The ‘Unfolding Flower’ of Crowdfunding

The concept of pooling resources to launch businesses, build buildings and support causes is nothing new. It’s been around for centuries, and in the last three years “crowdfunding” has become part of American pop culture thanks to sites like Kickstarter and Indiegogo, which have produced some of the most noteworthy successes and failures.

It’s important to distinguish between crowdfunding as the SEC defines it and crowdfunding as pop culture defines it. The latter  includes reward- and gift-based fundraising, where backers donate money or receive rewards, such as T-shirts, personalized thank-yous and first-run editions of the product. They get no ownership stake in the companies.

What Title III Does for Crowdfunding

The SEC doesn’t care about gift- and reward-based crowdfunding. Its concern lies with equity-based investments where investors receive ownership stakes in exchange for capital.  SEC 506 (b) and (c) rules say only accredited investors may buy these securities from issuers directly or through licensed broker-dealer firms, and the JOBS Act would slightly relax those rules to allow non-accredited investors to buy smaller shares of companies without going through accreditation.

Equity-based crowdfunding has its limitations and possibilities, and two Arizona attorneys who have long histories in the state’s startup ecosystem share their thoughts on what the proposed rules for crowdfunding will do for startups and firms looking to raise capital.

Tom Curzon

Tom Curzon, an attorney with Osborn Maledon, has been involved in the startup and venture capital scene in Arizona since the mid 1980s. He serves as outside general counsel to growth and startup companies, helping them navigate their life cycles from founding, through financing (angel, venture, strategic) to their exits. He is a long time board member and former Chairman of Invest Southwest, a nonprofit organization that connects investors with startups.

Michael Hool

Michael Hool is managing partner of Hool Law Group and has been involved with the Venture Capital Conference (now Invest Southwest and Venture Madness) since its inception.  He organized and has served on the boards of two active angel investor groups and is active in representing emerging companies and forming funds for investors. He is a founder and past board member of Invest Southwest.

Will Title III Help Startups?

Historically, businesses have not been able to reach out to large numbers of people to sell securities without going through licensed brokers. The SEC has opened Title III of the Jobs Act for public comment until February, then Hool says it could take three to nine months to finalize its crowdfunding rules. Meanwhile, existing non-equity crowdfunding platforms such as Fundable.com have their developers at the ready to add equity-based crowdfunding as soon as the SEC greenlights Title III.

Curzon says even though pop culture has embraced  crowdfunding, and it’s been relatively successful and disruptive to the existing angel and venture models, he is skeptical that the nonaccredited investor portion of crowdfunding will lead to the creation of a large number of startup companies.

“It’s an unfolding flower with a lot to learn,” he says.

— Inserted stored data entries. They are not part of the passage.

PR #5038, opened 2017-06-27
Render meta tags before javascripts so they are available when JS loads.

bcavileer:
The activeadmin tests passed using `export BUNDLE_GEMFILE=gemfiles/rails_51.gemfile`

I have moved the meta tags up in the header.  This way meta tags are in the head when the JS code loads. JS code currently loads before meta tags are rendered.

### DIFF
--- a/lib/active_admin/views/pages/base.rb
+++ b/lib/active_admin/views/pages/base.rb
@@ -29,16 +29,16 @@ module ActiveAdmin
               text_node stylesheet_link_tag(style, options).html_safe
             end
 
+            active_admin_namespace.meta_tags.each do |name, content|
+              text_node(tag(:meta, name: name, content: content))
+            end
+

Hool agrees that crowdfunding needs a lot of work, but he says the JOBS Act will see an increase in startups. “They’ll still be highly regulated,” Hool says, “and they are not solutions for average companies looking to raise money on their own.”

Will Crowdfunding Attract More Investors?

Curzon says he doubts that a large number of nonaccredited investors will want to invest in high-risk startups, and he is concerned about what will happen when these unsophisticated investors realize their money will likely be tied up for a very long time – five to 10 years, or even longer.

“Equity-based crowdfunding is still for sophisticated investors who understand what it means to be investing in high-risk (usually technology) ventures,” he says. “That kind of crowdfunding for equity is working and is going to continue to work reasonably well.”

Hool predicts there will be a lot of interest, especially initially, and that failure rates will be big.

“I think they (small investors) are going to lose a lot of money, frankly,” he says. He adds that 30 percent of first-round venture capital fundings fail, and those investors do heavy due diligence before backing a startup. Will the small investor do the same? Not likely. Angel investors say it takes about three times before investors earn their money back. These non-accreditors will lose five to 10 times in the beginning before they start seeing returns on their investments.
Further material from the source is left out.